Giving Compass’ Take:
• A movement in Mexico is supporting the resurgence of midwives in Mexico and aims to recognize and acknowledge how the service they provide has a significant impact on women’s health.
• How can local community leaders help break stigmas about midwives? Where is there room for partnerships to strengthen the movement?
• Learn more about women’s health in the U.S. and abroad.
After learning about the work of midwives, Gabriela Cárdenas was curious and began asking questions. She was surprised to learn that two of her own relatives had helped deliver babies in traditional ways in Mexican villages.
Cárdenas was inspired. At 27, she is now a professional midwife, part of an emerging movement to restore a practice that was on its way to disappearing in Mexico as the health system pushed to institutionalize childbirth.
“Many people think that midwifery doesn’t exist anymore,” said Cárdenas, who has attended 600 births since 2012 in her home state of Guanajuato.

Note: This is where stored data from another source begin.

PR #362, opened 2016-08-30
Added Scrutor

khellang:
IoC/Scrutor - [https://github.com/khellang/Scrutor](https://github.com/khellang/Scrutor)

Assembly scanning extensions for Microsoft.Extensions.DependencyInjection

Should probably be merged after #359

### DIFF
--- a/README.md
+++ b/README.md
@@ -1,4 +1,4 @@
-﻿# Awesome .NET!
+# Awesome .NET!
 
 [![Awesome](https://cdn.rawgit.com/sindresorhus/awesome/d7305f38d29fed78fa85652e3a63e154dd8e8829/media/badge.svg)](https://github.com/sindresorhus/awesome) 
 [![Build Status](https://api.travis-ci.org/quozd/awesome-dotnet.svg)](https://travis-ci.org/quozd/awesome-dotnet)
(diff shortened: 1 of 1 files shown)


devkhan:
Is this mature enough?

khellang:
Oh. I didn't know there was a limit on how new the project was. I think it qualifies based on the current standards:

> To stay on the list, projects should follow these quality standards:
> 
> - Generally useful to the community
> - Actively maintained (even if that just means acknowledging open issues when they arise)
> - Stable
> - Documented
> - Tests

Maybe you should add an extra point to CONTRIBUTING.md?

BTW, the project has more stars, watchers, forks, contributors, commits and/or releases than several projects on the list already:

 - https://github.com/ajorkowski/NodeAssets
 - https://github.com/IdentityModel/IdentityModel / https://github.com/IdentityModel/IdentityModelv2
 - https://github.com/danielcrenna/vault/tree/master/oauth
 - https://github.com/logibit/logibit.hawk/
 - https://github.com/spouliot/gendarme
 - https://github.com/exceptionless/Exceptionless.DateTimeExtensions
 - https://github.com/Abc-Arbitrage/Zebus

And I only went through less than half the list. I think there needs to be some consistency if you're going to enforce something like this. How old is "old enough"?

IMO, it's really sad that newer projects can't get on the list. They're probably the ones that need the "publicity" the most... 😢

devkhan:
I apologize if that sounded pretentious or elitist, but I didn't looked at the project and was just asking you about the stability and reliability of the project as you're the owner of the repo. 

I agree that new, nice projects need to be mentioned, my statement was just to draw attention of other collaborators.

pleb:
Hi @khellang. 

Maturity can see as a combination of all categories. The primary reason for this is that a project lacking in any category is most likely not mature. However, exceptions are made on a case-by-case basis. 

I've merged this project because it's a feature addition to .net core; a project which is new and on the path to maturity itself!

You're right about new projects needing publicity, however, it's a tricky line to draw and follow. After all, this list is for finding `awesome` dotnet projects, but how does one define a new project as awesome? New projects may seem or sound awesome but are they?

Maybe the answer here might be a second list of `new` and probably `awesome` projects? Maybe new projects can graduate from the new list once they have proven themselves?  Thoughts?

Wade

PR #380, opened 2016-09-09
add NDepend

psmacchia:


pleb:
A heading was added which isn't needed

PR #387, opened 2016-09-11
add Simple.Data

MNie:
ORM/Simple.Data - http://simplefx.org/simpledata/docs/index.html

Simple.Data is a lightweight framework that uses the dynamic features of .NET 4 to provide an expressive, ORM-ish way of accessing and manipulating data without any of the code pre-generation and boilerplate required by other frameworks.

Add simple.data to orm frameworks


pleb:
@MNie looks like the project is abandoned. Do you agree?

MNie:
@pleb "Latest commit 65ff01e  on Mar 31, 2014" Yup it looks like, so I will close a pull request.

In recent years, more than 30 organizations—from small grassroots, indigenous groups to large governmental agencies and nonprofits—have collaborated to bring back midwifery in hopes of improving access to quality care for mothers and babies and fulfilling women’s reproductive rights.
The movement seeks to help midwives become more respected, fairly paid, and recognized as a safe, reliable alternative that many women find more comfortable and dignified than current hospital methods, especially in rural areas.
Through education and advocacy, the number of training programs has increased to more than a dozen, and the number of clinics working with midwives has nearly doubled.
The resurgence has not only increased the number of students and midwives, but also the number of proponents at the state and federal levels through efforts to disseminate information and raise awareness of the benefits among health personnel.
Activists see their movement bringing together the struggles for human and reproductive rights and gender equality, including a woman’s right to choose. Research by the National Institute of Public Health shows that deliveries by midwives also cost half as much as deliveries by doctors.